Look through the data that follows and copy each line with the string "ourselves".
———
PR #4054, opened 2025-01-17
env_process: Refactor huge pages setup/cleanup steps

bgartzi:
Creating a new Setuper subclass for setting and cleaning huge pages up. Removing the original code from virttest.env_process and replacing it instead with the new HugePagesSetup class being registered in the setup_manager.

_pre_hugepages_surp and _post_hugepages_surp were left in env_process. Their goal is to provide a mechanism in env_process to raise a TestFail in case pages were leaked during a test. If that mechanism was refactored into the setuper, the TestFail would be masked by just an Error due to the way setup_manager handles postprocess exceptions. Changing the way SetupManager handles that requires bigger discussion on how the test infrastructure should handle test status reports, which is a way broader topic that what this patch aims to be.

This is a patch from a larger patch series refactoring the env_process preprocess and postprocess functions. In each of these patches, a pre/post process step is identified and replaced with a Setuper subclass so the following can finally be met:
    - Only cleanup steps of successful setup steps are run to avoid possible environment corruption or hard to read errors.
    - Running setup/cleanup steps symmetrically during env pre/post process.
    - Reduce explicit pre/post process function code length.

### DIFF
--- a/virttest/test_setup/memory.py
+++ b/virttest/test_setup/memory.py
@@ -1,15 +1,21 @@
-from virttest import env_process, test_setup, utils_libvirtd
+from virttest import test_setup, utils_libvirtd
 from virttest.test_setup.core import Setuper
 
 
 class HugePagesSetup(Setuper):
+    def __init__(self, test, params, env):
+        super().__init__(test, params, env)
+        # default num of surplus hugepages, in order to compare the values
+        # before and after the test when 'setup_hugepages = yes'
+        self._pre_hugepages_surp = 0
+
     def setup(self):
         # If guest is configured to be backed by hugepages, setup hugepages in host
         if self.params.get("hugepage") == "yes":
             self.params["setup_hugepages"] = "yes"
         if self.params.get("setup_hugepages") == "yes":
             h = test_setup.HugePageConfig(self.params)
-            env_process._pre_hugepages_surp = h.ext_hugepages_surp
+            self._pre_hugepages_surp = h.ext_hugepages_surp
             suggest_mem = h.setup()
             if suggest_mem is not None:
                 self.params["mem"] = suggest_mem
@@ -24,4 +30,7 @@ class HugePagesSetup(Setuper):
             h.cleanup()
             if self.params.get("vm_type") == "libvirt":
                 utils_libvirtd.Libvirtd().restart()
-            env_process._post_hugepages_surp = h.ext_hugepages_surp
+            post_hugepages_surp = h.ext_hugepages_surp
+            if post_hugepages_surp > self._pre_hugepages_surp:
+                leak_num = post_hugepages_surp - self._pre_hugepages_surp
+                raise test_setup.HugePagesLeakError("%d huge pages leaked!" % leak_num)
--- a/virttest/test_setup/memory.py
+++ b/virttest/test_setup/memory.py
@@ -1,0 +1,27 @@
+from virttest import env_process, test_setup, utils_libvirtd
+from virttest.test_setup.core import Setuper
+
+
+class HugePagesSetup(Setuper):
+    def setup(self):
+        # If guest is configured to be backed by hugepages, setup hugepages in host
+        if self.params.get("hugepage") == "yes":
+            self.params["setup_hugepages"] = "yes"
+        if self.params.get("setup_hugepages") == "yes":
+            h = test_setup.HugePageConfig(self.params)
+            env_process._pre_hugepages_surp = h.ext_hugepages_surp
+            suggest_mem = h.setup()
+            if suggest_mem is not None:
+                self.params["mem"] = suggest_mem
+            if not self.params.get("hugepage_path"):
+                self.params["hugepage_path"] = h.hugepage_path
+            if self.params.get("vm_type") == "libvirt":
+                utils_libvirtd.Libvirtd().restart()
+
+    def cleanup(self):
+        if self.params.get("setup_hugepages") == "yes":
+            h = test_setup.HugePageConfig(self.params)
+            h.cleanup()
+            if self.params.get("vm_type") == "libvirt":
+                utils_libvirtd.Libvirtd().restart()
+            env_process._post_hugepages_surp = h.ext_hugepages_surp
--- a/virttest/env_process.py
+++ b/virttest/env_process.py
@@ -92,11 +92,6 @@ _vm_info_thread_termination_event = None
 
 _setup_manager = SetupManager()
 
-# default num of surplus hugepage, order to compare the values before and after
-# the test when 'setup_hugepages = yes'
-_pre_hugepages_surp = 0
-_post_hugepages_surp = 0
-
 #: Hooks to use for own customization stages of the virtual machines with
 #: test, params. and env as supplied arguments
 preprocess_vm_off_hook = None
@@ -1576,9 +1571,6 @@ def postprocess(test, params, env):
 
     if err:
         raise RuntimeError("Failures occurred while postprocess:\n%s" % err)
-    elif _post_hugepages_surp > _pre_hugepages_surp:
-        leak_num = _post_hugepages_surp - _pre_hugepages_surp
-        raise exceptions.TestFail("%d huge pages leaked!" % leak_num)
 
 
 def postprocess_on_error(test, params, env):
--- a/virttest/env_process.py
+++ b/virttest/env_process.py
@@ -46,6 +46,7 @@ from virttest.test_setup.core import SetupManager
 from virttest.test_setup.gcov import ResetQemuGCov
 from virttest.test_setup.kernel import ReloadKVMModules
 from virttest.test_setup.libvirt_setup import LibvirtdDebugLogConfig
+from virttest.test_setup.memory import HugePagesSetup
 from virttest.test_setup.migration import MigrationEnvSetup
 from virttest.test_setup.networking import (
     BridgeConfig,
@@ -1023,6 +1024,7 @@ def preprocess(test, params, env):
     _setup_manager.register(CheckVirtioWinVersion)
     _setup_manager.register(CheckLibvirtVersion)
     _setup_manager.register(LogVersionInfo)
+    _setup_manager.register(HugePagesSetup)
     _setup_manager.do_setup()
 
     vm_type = params.get("vm_type")
@@ -1030,24 +1032,6 @@ def preprocess(test, params, env):
     base_dir = data_dir.get_data_dir()
 
     libvirtd_inst = None
-
-    # If guest is configured to be backed by hugepages, setup hugepages in host
-    if params.get("hugepage") == "yes":
-        params["setup_hugepages"] = "yes"
-
-    if params.get("setup_hugepages") == "yes":
-        global _pre_hugepages_surp
-        h = test_setup.HugePageConfig(params)
-        _pre_hugepages_surp = h.ext_hugepages_surp
-        suggest_mem = h.setup()
-        if suggest_mem is not None:
-            params["mem"] = suggest_mem
-        if not params.get("hugepage_path"):
-            params["hugepage_path"] = h.hugepage_path
-        if vm_type == "libvirt":
-            if libvirtd_inst is None:
-                libvirtd_inst = utils_libvirtd.Libvirtd()
-            libvirtd_inst.restart()
 
     if params.get("setup_thp") == "yes":
         thp = test_setup.TransparentHugePageConfig(test, params, env)
@@ -1533,21 +1517,6 @@ def postprocess(test, params, env):
 
     libvirtd_inst = None
     vm_type = params.get("vm_type")
-
-    if params.get("setup_hugepages") == "yes":
-        global _post_hugepages_surp
-        try:
-            h = test_setup.HugePageConfig(params)
-            h.cleanup()
-            if vm_type == "libvirt":
-                if libvirtd_inst is None:
-                    libvirtd_inst = utils_libvirtd.Libvirtd()
-                libvirtd_inst.restart()
-        except Exception as details:
-            err += "\nHP cleanup: %s" % str(details).replace("\\n", "\n  ")
-            LOG.error(details)
-        else:
-            _post_hugepages_surp = h.ext_hugepages_surp
 
     if params.get("setup_thp") == "yes":
         try:
--- a/virttest/test_setup/__init__.py
+++ b/virttest/test_setup/__init__.py
@@ -76,6 +76,14 @@ class THPKhugepagedError(THPError):
     pass
 
 
+class HugePagesLeakError(Exception):
+    """
+    Thrown when huge pages are leaked after cleanup.
+    """
+
+    pass
+
+
 class PolkitConfigError(Exception):
 
     """


YongxueHong:
Hi @PaulYuuu 
Could you help to review it? Thanks.

virttest/test_setup/memory.py
```diff
@@ -0,0 +1,27 @@
...
+
+
+class HugePagesSetup(Setuper):
+    def setup(self):
+        # If guest is configured to be backed by hugepages, setup hugepages in host
+        if self.params.get("hugepage") == "yes":
+            self.params["setup_hugepages"] = "yes"
+        if self.params.get("setup_hugepages") == "yes":
+            h = test_setup.HugePageConfig(self.params)
+            env_process._pre_hugepages_surp = h.ext_hugepages_surp
```
PaulYuuu, line 12: `_pre_hugepages_surp` and `_post_hugepages_surp` are for hugepage leak check, with this Setuper, I would suggest dropping them. by returning a variable after `do_cleanup`. so `leak_num = _post_hugepages_surp - _pre_hugepages_surp` can short to `leak_num = <new_var>`.

bgartzi: If I understood correctly, you are proposing to make the `cleanup` method of this `Setuper` return the `leak_num` value?
That would also involve updating the `SetupManager` behavior to meet the demands of `HugePagesSetup`. If that's the case, we would permit every `Setuper` return a value, which goes against the current implementation. We would then have to update the `SetupManager` `do_cleanup` logic to handle that.

In my opinion, if we were to do that, we would have to think of a _protocol_ of some sort to make this implementable by each `Setuper` instead of adding specific `Setuper` logic into the rather general `SetupManager`. Could something like adding a `post_cleanup_check` function into the core `Setuper` and calling it after the `cleanup` method has been called from `SetupManager.do_cleanup` be the answer to that issue?

I also thought on other approaches, as implementing a core `Singleton` abstraction, so we would be able to reach `Setuper` instances instead of classes from within `env_process` so we could call extra functions on demand after the cleanup would have terminated. However, this approach sounds too complex for a workaround, and it could introduce further issues, as `Setuper` instances "_surviving_" from one test case run to the next one.

PaulYuuu: > If I understood correctly, you are proposing to make the `cleanup` method of this `Setuper` return the `leak_num` value?
No, the workaround is the Setuper will calculate `_post_hugepages_surp - _pre_hugepages_surp` and set env_process._hugepage_leaks(take this name as example).

The complex solution you mentioned is that Setuper can return something. I agree we can do this, but not now, the implementation can closely combine env_process and Setuper.

PaulYuuu: No, IIRC, if `hugepages_deallocate` is not set, we will never hit the error, `HugePages_Surp` only changes when leaked or using THP, which is unrelated to setup/teardown.  And yes we should move `self.ext_hugepages_surp = utils_memory.get_num_huge_pages_surp()` out from the `if self.deallocate` in cleanup.

Without the Setuper, cannot handle huge page leak checks in the cleanup in the current pre/post process context, pre and post will init a separate HugePageConfig class, so we cannot directly check `ext_hugepages_surp` cross in 2 HugePageConfig.

For now, as we have each setuper, then check leak is possible, and we can do it, even in this PR or an individual one.

bgartzi: Following each discussion thread:

## **Deallocation + leak check**
#### What should we do if deallocation doesn't happen? Should we check for leaks?
I see there isn't any test setting `hugepages_deallocte`. I see that it is set to `hugepages_deallocate = yes` by default here: https://github.com/avocado-framework/avocado-vt/blob/3fdae9b00ad61943c7a9039ee5167d71e335f395/virttest/shared/cfg/guest-hw.cfg#L220-L223

Based on 5b4db50a3fa6b3220ee90e5157b261cb6a5d5ccc, I see the deallocate option was added due to some small-memory PPC systems. So, it could be set to `no` for that reason.

I'm not a memory or hugepages expert, so I'm not sure if I understand this properly. But, based on what I understand by allocation/deallocation, here are my question:
- If we _allocate_ or mount huge pages, does the `utils_memory.get_num_huge_pages_surp` output value change? In other words, does the surp huge pages value change if we mount/unmount hugepages?
- If that happens, I would expect the same to happen if we deallocate/unmount hugepages. Right?
- If both of the previous are true: We measure `ext_hugepages_surp` before `setup`. So if we measure it after `setup` but before `cleanup`, the obtained value would be different. If we would run the leak check (AKA what triggers the TestFail) between `setup` and `cleanup` I'd expect the test to fail. Is that assumption correct?
- Even if the previous one is true: if we don't `deallocate`, we wouldn't run `cleanup` at all, so I'd expect the `utils_memory.get_num_huge_pages_surp` value to be the same we would obtain right after setup. That is, different to pre-`setup`, where we measured `ext_hugepages_surp` for the last time. If that's correct, wouldn't getting `self.ext_hugepages_surp = utils_memory.get_num_huge_pages_surp()` out from the `if self.deallocate` clause cause all tests not deallocating (few, as far as I know) to fail?

Again, this logical reasoning is based on my limited understanding on the topic, so please, correct me.

## **Leak check failure trigger**
#### Where should we trigger the failure/error if we detect a leak?
@YongxueHong, as you suggest, I would refactor the piece of code running the check into `HugePagesSetup.cleanup`. However, that brings me some concerns about the raised error type:
- The check raises a `TestFail`. That sets the test status to "Failure".
- If we write the check into `HugePagesSetup.cleanup`, the `SetupManager` will gather the raised exception (together with any other sort of exception) and will raise a `RuntimeError`. This would set the test status to "Error".
- If we change this, we would change the behavior of all tests related to huge pages and how those register their result status.
- That's my main concern: in summary, a test error not being the same as a test failure.

I believe we should limit ourselves to just postprocessing the test environment here, not declaring the result of the test during cleanup. However, I also understand that if we only can check `ext_hugepages_surp` only after huge pages `umount`, test cases don't have a way of checking that by themself either. If the spec of the huge pages tests declare that they should fail if there is a leak, then I guess we can't decide whether an error will suffice or not. So long story short: I'm not sure about masking the `TestFail` the leak check raises under a `RuntimeError`.

I'd like to hear your thoughts about this.

bgartzi: > > Following each discussion thread:
> > ## **Deallocation + leak check**
> > #### What should we do if deallocation doesn't happen? Should we check for leaks?
> > I see there isn't any test setting `hugepages_deallocte`. I see that it is set to `hugepages_deallocate = yes` by default here:
> > https://github.com/avocado-framework/avocado-vt/blob/3fdae9b00ad61943c7a9039ee5167d71e335f395/virttest/shared/cfg/guest-hw.cfg#L220-L223
> > 
> > Based on [5b4db50](https://github.com/avocado-framework/avocado-vt/commit/5b4db50a3fa6b3220ee90e5157b261cb6a5d5ccc), I see the deallocate option was added due to some small-memory PPC systems. So, it could be set to `no` for that reason.
> > I'm not a memory or hugepages expert, so I'm not sure if I understand this properly. But, based on what I understand by allocation/deallocation, here are my question:
> > 
> > * If we _allocate_ or mount huge pages, does the `utils_memory.get_num_huge_pages_surp` output value change? In other words, does the surp huge pages value change if we mount/unmount hugepages?
> > * If that happens, I would expect the same to happen if we deallocate/unmount hugepages. Right?
> > * If both of the previous are true: We measure `ext_hugepages_surp` before `setup`. So if we measure it after `setup` but before `cleanup`, the obtained value would be different. If we would run the leak check (AKA what triggers the TestFail) between `setup` and `cleanup` I'd expect the test to fail. Is that assumption correct?
> > * Even if the previous one is true: if we don't `deallocate`, we wouldn't run `cleanup` at all, so I'd expect the `utils_memory.get_num_huge_pages_surp` value to be the same we would obtain right after setup. That is, different to pre-`setup`, where we measured `ext_hugepages_surp` for the last time. If that's correct, wouldn't getting `self.ext_hugepages_surp = utils_memory.get_num_huge_pages_surp()` out from the `if self.deallocate` clause cause all tests not deallocating (few, as far as I know) to fail?
> > 
> > Again, this logical reasoning is based on my limited understanding on the topic, so please, correct me.
> > ## **Leak check failure trigger**
> > #### Where should we trigger the failure/error if we detect a leak?
> > @YongxueHong, as you suggest, I would refactor the piece of code running the check into `HugePagesSetup.cleanup`. However, that brings me some concerns about the raised error type:
> > 
> > * The check raises a `TestFail`. That sets the test status to "Failure".
> > * If we write the check into `HugePagesSetup.cleanup`, the `SetupManager` will gather the raised exception (together with any other sort of exception) and will raise a `RuntimeError`. This would set the test status to "Error".
> 
> Hi @bgartzi From my understanding of the env_proces, I think the purpose of raising the `RuntimeError` at the end of the post process is to collect all the errors and not stop to perform the next `cleanup` if there is one failed cleanup, so we can not raise each error type and in the meanwhile make sure all the `cleanup` can be executed. In case we want to add another checkpoint to raise a TestFail later, how do we guarantee that all checkpoints will be executed? So I think we can let the `RuntimeError`(a unified error) cover the errors from each `cleanup`.
> 
Yes, that's how `cleanup` works. There's one way that comes to my mind, see:
```patch
diff --git a/virttest/test_setup/core.py b/virttest/test_setup/core.py
--- a/virttest/test_setup/core.py
+++ b/virttest/test_setup/core.py
@@ -2,6 +2,7 @@ import logging
 from abc import ABCMeta, abstractmethod
 
 import six
 
 LOG = logging.getLogger("avocado." + __name__)
 
@@ -94,11 +95,32 @@ class SetupManager(object):
 
         :return: Errors occurred in cleanup procedures.
         """
+        cancels = []
+        fails = []
         errors = []
+        warns = []
         while self.__setupers:
             try:
                 self.__setupers.pop().cleanup()
+            except exceptions.TestCancel as err:
+                LOG.error(str(err))
+                cancels.append(str(err))
+            except exceptions.TestFail as err:
+                LOG.error(str(err))
+                fails.append(str(err))
+            except exceptions.TestWarn as err:
+                LOG.warning(str(err))
+                warns.append(str(err))
             except Exception as err:
                 LOG.error(str(err))
                 errors.append(str(err))
+        if cancels:
+            msg = "\n".join(cancels)
+            raise exception.TestCancel(msg)
+        elif fails:
+            msg = "\n".join(fails)
+            raise exception.TestFail(msg)
+        elif not errors and warns:
+            msg = "\n".join(warns)
+            raise exception.TestWarn(msg)
         return errors
```
However, that implies some sort of error/fail/warning sort of hierarchy, and that we support postprocess steps to raise `TestFails` as well as other sort of errors. However, we already agreed that that is not a behavior we want to support. And if we did, I think that would be worth of a whole new separate patch.

As you mention, yes, I also agree we can just merge all errors into the `RuntimeError` that the `Setuper`'s `cleanup` raises.

The problem is that if we do mask the leak detection under the `RuntimeError`, the behavior users (hugepages tests) would expect from avocado-vt will change. If you, as avocado-vt maintainers agree on changing that behavior, I'm also okay with that. Which based on the comments below, I think is the case.

> > * If we change this, we would change the behavior of all tests related to huge pages and how those register their result status.
> > * That's my main concern: in summary, a test error not being the same as a test failure.
> > 
> > I believe we should limit ourselves to just postprocessing the test environment here, not declaring the result of the test during cleanup. However, I also understand that if we only can check `ext_hugepages_surp` only after huge pages `umount`, test cases don't have a way of checking that by themself either. If the spec of the huge pages tests declare that they should fail if there is a leak, then I guess we can't decide whether an error will suffice or not. So long story short: I'm not sure about masking the `TestFail` the leak check raises under a `RuntimeError`.
> > I'd like to hear your thoughts about this.
> 
> I think the key point is to understand the main responsibility of the `post-process`, even the `pre-process`.
> 
> I think the preprocess is mainly responsible for preparing the environment for the test case, for example, setting it up, installing the package, and so on. Instead, the `post process` works for cleaning up and uninstalling the package to keep the environment pure for the next test case. (We can not maintain and guide others in developing it if we do not define both the preprocess and postprocess.)
> 
> And if some errors occurred during the post process, we can not think it belongs to the TestFail or TestError, since those errors do not affect the result of the test case from the test case perspective, it just did some teardown steps finally.
> 
> Therefore, If this checkpoint is one step for the test case, I prefer to let the test case handle it, rather than in the post-process, otherwise, it should follow up the rule of the post-process which is to raise all the errors with a unified error type(Whatever the type of the error). Sum it up: Let the test case raise the `TestError`, `TestFail`, and so on, instead in the pre-process and post-process.
> 
Yes, I also agree that would be the ideal situation. However, based on my understanding, hugepage tests need the `cleanup` to be executed, that is they need to wait until hugepages are released until they check whether a leak happened or not. That's why the `TestFail` in this case was written in `postprocess` instead of in the test case itself, I think.

> Please let me know your thoughts. Thanks.
Looking forward to know about yours. I think we're converging into an agreement. Thanks a lot!

YongxueHong: Hi @MiriamDeng @fbq815 @zhenyzha 
How about your opinions from the feature owner's perspective?  
Could we move the checking huge page leak to the `cleanup` or keep this checking in the post process?
Please let me know your views. Thanks.
CC @mcasquer

bgartzi: BTW, I just added two commits that move the huge pages leak out of the `virttest.env_process.postprocess`. Hope that serves as a draft. I can squash the commits into one once we all agree this is the solution that we want.

fbq815: I think it's fine it we move the checking hugepage leak to the cleanup

zhenyzha: I think there is no problem moving it to the cleanup stage, but I'm not sure if this will have an impact on the existing cases of tp-qemu. Our current practice is to configure hugepages before preprocess_vm(). like this: https://github.com/autotest/tp-qemu/blob/master/qemu/tests/hugepage_specify_node.py#L70-L76

zhenyzha: Thanks for the explanation. So this patch is acceptable to me :)

bgartzi: @YongxueHong, I don't think it's going to impact that specific test case.
The test case is using `virttest.test_setup.HugePageConfig`. That class is not changed by this patch. This patch introduces `virttest.test_setup.memory.HugePagesSetup` and adds the huge page leak check in its' cleanup method, not  in `HugePageConfig`'s. `...memory.HugePagesSetup` (being added in this PR) uses `HugePageConfig` itself in its `setup` and `cleanup` methods. As the `HugePagesSetup` class is new, tp-qemu tests aren't using it, so this shouldn't affect any test at all (apart from the testfail -> error thing we already discussed).

I think this is a matter of almost similar names between the setuper, and an "almost-setuper" class that already existed for huge pages setup (`HugePageConfig`), which is the one test cases are using directly.

bgartzi: Missed the deletion :sweat_smile:. Also removing mine. BTW, do you think I should find a better name for the setuper class to avoid these kind of confusions in the future?

mcasquer: IMO this patch looks good to me as well :)
Ps: I will trigger some hugepages tests later

mcasquer:
Memory huge_page test runs **passed** with RHEL 10 and Win2025 guests
```
 (01/18) Host_RHEL.m10.u0.ovmf.qcow2.virtio_scsi.up.virtio_net.Guest.RHEL.10.0.x86_64.io-github-autotest-qemu.unattended_install.cdrom.extra_cdrom_ks.default_install.aio_threads.q35: STARTED
 (01/18) Host_RHEL.m10.u0.ovmf.qcow2.virtio_scsi.up.virtio_net.Guest.RHEL.10.0.x86_64.io-github-autotest-qemu.unattended_install.cdrom.extra_cdrom_ks.default_install.aio_threads.q35: PASS (955.79 s)
 (02/18) Host_RHEL.m10.u0.ovmf.qcow2.virtio_scsi.up.virtio_net.Guest.RHEL.10.0.x86_64.io-github-autotest-qemu.system_reset_bootable.q35: STARTED
 (02/18) Host_RHEL.m10.u0.ovmf.qcow2.virtio_scsi.up.virtio_net.Guest.RHEL.10.0.x86_64.io-github-autotest-qemu.system_reset_bootable.q35: PASS (385.09 s)
...
 (18/18) Host_RHEL.m10.u0.ovmf.qcow2.virtio_scsi.up.virtio_net.Guest.RHEL.10.0.x86_64.io-github-autotest-qemu.hugepage_mem_stress.non_existent_mem_path.q35: STARTED
 (18/18) Host_RHEL.m10.u0.ovmf.qcow2.virtio_scsi.up.virtio_net.Guest.RHEL.10.0.x86_64.io-github-autotest-qemu.hugepage_mem_stress.non_existent_mem_path.q35:PASS (135.92 s)
RESULTS    : PASS 15 | ERROR 0 | FAIL 0 | SKIP 3 | WARN 0 | INTERRUPT 0 | CANCEL 0
```

```
 (01/18) Host_RHEL.m9.u6.ovmf.qcow2.virtio_scsi.up.virtio_net.Guest.Win2025.x86_64.io-github-autotest-qemu.unattended_install.cdrom.extra_cdrom_ks.default_install.aio_threads.q35: STARTED
 (01/18) Host_RHEL.m9.u6.ovmf.qcow2.virtio_scsi.up.virtio_net.Guest.Win2025.x86_64.io-github-autotest-qemu.unattended_install.cdrom.extra_cdrom_ks.default_install.aio_threads.q35: PASS (5306.26 s)
 (02/18) Host_RHEL.m9.u6.ovmf.qcow2.virtio_scsi.up.virtio_net.Guest.Win2025.x86_64.io-github-autotest-qemu.disable_win_update.q35: STARTED
 (02/18) Host_RHEL.m9.u6.ovmf.qcow2.virtio_scsi.up.virtio_net.Guest.Win2025.x86_64.io-github-autotest-qemu.disable_win_update.q35: PASS (499.09 s)
...
 (18/18) Host_RHEL.m9.u6.ovmf.qcow2.virtio_scsi.up.virtio_net.Guest.Win2025.x86_64.io-github-autotest-qemu.migrate.tcp.with_filter_off.with_post_copy.q35: STARTED
 (18/18) Host_RHEL.m9.u6.ovmf.qcow2.virtio_scsi.up.virtio_net.Guest.Win2025.x86_64.io-github-autotest-qemu.migrate.tcp.with_filter_off.with_post_copy.q35: PASS (274.00 s)
RESULTS    : PASS 15 | ERROR 0 | FAIL 0 | SKIP 3 | WARN 0 | INTERRUPT 0 | CANCEL 0
```

mcasquer (approved):
LGTM

YongxueHong (approved):
LGTM.

YongxueHong:
Hi @dzhengfy @chunfuwen 
I assume that this change may affect the libvirt test.
Could you help to review it from the libvirt side? Thanks a lot.

virttest/test_setup/memory.py
```diff
@@ -0,0 +1,36 @@
...
+            if self.params.get("vm_type") == "libvirt":
+                utils_libvirtd.Libvirtd().restart()
+
+    def cleanup(self):
+        if self.params.get("setup_hugepages") == "yes":
+            h = test_setup.HugePageConfig(self.params)
+            h.cleanup()
+            if self.params.get("vm_type") == "libvirt":
+                utils_libvirtd.Libvirtd().restart()
+            post_hugepages_surp = h.ext_hugepages_surp
```
chunfuwen, line 33: Maybe move post_hugepages_surp into __init__(self, test, params, env):  to easily to be tracked

bgartzi: It would be initialized to 0 and its value wouldn't change until `cleanup` is called. Do you consider there's some benefit from tracking it?

chunfuwen: just put variables into __init__  to make it more visible, but it doesn't impact function. 
LGTM

chunfuwen (approved):
lgtm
———
* [Response to this task]
I believe we should limit ourselves to just postprocessing the test environment here, not declaring the result of the test during cleanup. However, I also understand that if we only can check `ext_hugepages_surp` only after huge pages `umount`, test cases don't have a way of checking that by themself either. If the spec of the huge pages tests declare that they should fail if there is a leak, then I guess we can't decide whether an error will suffice or not. So long story short: I'm not sure about masking the `TestFail` the leak check raises under a `RuntimeError`.
> > I believe we should limit ourselves to just postprocessing the test environment here, not declaring the result of the test during cleanup. However, I also understand that if we only can check `ext_hugepages_surp` only after huge pages `umount`, test cases don't have a way of checking that by themself either. If the spec of the huge pages tests declare that they should fail if there is a leak, then I guess we can't decide whether an error will suffice or not. So long story short: I'm not sure about masking the `TestFail` the leak check raises under a `RuntimeError`.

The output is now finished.